Print word for word the records from the line containing "jcazevedo: Thanks! Fixed the typo in ea16b58." through the end.

:: Task input

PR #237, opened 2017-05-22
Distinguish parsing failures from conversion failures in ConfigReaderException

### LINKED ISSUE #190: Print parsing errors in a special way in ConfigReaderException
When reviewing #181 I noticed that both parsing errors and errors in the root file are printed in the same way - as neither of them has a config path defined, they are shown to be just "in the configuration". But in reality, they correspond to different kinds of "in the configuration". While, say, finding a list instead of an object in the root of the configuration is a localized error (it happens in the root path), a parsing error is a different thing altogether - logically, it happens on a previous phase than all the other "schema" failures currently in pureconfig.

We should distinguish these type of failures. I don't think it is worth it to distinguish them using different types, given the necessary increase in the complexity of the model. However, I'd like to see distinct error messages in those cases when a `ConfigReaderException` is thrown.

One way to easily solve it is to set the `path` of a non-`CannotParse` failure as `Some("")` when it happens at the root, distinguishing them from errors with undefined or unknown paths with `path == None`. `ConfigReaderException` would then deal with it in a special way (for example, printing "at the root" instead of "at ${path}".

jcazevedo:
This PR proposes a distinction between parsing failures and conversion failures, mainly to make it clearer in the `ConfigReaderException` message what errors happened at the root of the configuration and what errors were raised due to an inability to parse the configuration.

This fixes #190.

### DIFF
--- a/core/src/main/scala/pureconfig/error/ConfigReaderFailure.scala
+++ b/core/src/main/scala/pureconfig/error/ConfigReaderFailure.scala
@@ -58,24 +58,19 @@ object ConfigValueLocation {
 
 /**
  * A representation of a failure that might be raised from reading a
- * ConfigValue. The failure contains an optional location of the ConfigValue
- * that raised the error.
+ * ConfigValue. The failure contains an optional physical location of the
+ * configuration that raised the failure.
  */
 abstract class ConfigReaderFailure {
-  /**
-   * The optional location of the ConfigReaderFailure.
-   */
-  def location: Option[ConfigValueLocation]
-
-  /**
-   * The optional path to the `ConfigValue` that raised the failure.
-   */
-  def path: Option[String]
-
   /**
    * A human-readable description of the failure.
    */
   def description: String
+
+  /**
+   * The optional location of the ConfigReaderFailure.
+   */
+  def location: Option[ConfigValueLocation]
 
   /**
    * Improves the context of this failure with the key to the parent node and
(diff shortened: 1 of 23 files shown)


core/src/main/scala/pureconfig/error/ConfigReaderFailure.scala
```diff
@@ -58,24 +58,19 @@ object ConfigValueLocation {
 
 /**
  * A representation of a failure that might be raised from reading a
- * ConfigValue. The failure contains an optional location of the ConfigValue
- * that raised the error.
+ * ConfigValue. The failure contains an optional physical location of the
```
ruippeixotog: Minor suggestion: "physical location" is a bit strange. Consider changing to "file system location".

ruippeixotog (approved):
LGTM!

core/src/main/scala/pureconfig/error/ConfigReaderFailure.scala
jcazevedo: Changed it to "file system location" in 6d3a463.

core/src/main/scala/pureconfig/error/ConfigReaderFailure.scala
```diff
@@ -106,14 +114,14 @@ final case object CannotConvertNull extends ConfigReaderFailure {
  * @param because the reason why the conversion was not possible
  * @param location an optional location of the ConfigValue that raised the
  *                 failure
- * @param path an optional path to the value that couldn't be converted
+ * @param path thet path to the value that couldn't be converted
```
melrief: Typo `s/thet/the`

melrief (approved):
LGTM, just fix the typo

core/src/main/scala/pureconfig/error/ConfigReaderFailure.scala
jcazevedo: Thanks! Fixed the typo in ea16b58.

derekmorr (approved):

::::

- [Output]:
jcazevedo: Thanks! Fixed the typo in ea16b58.

derekmorr (approved):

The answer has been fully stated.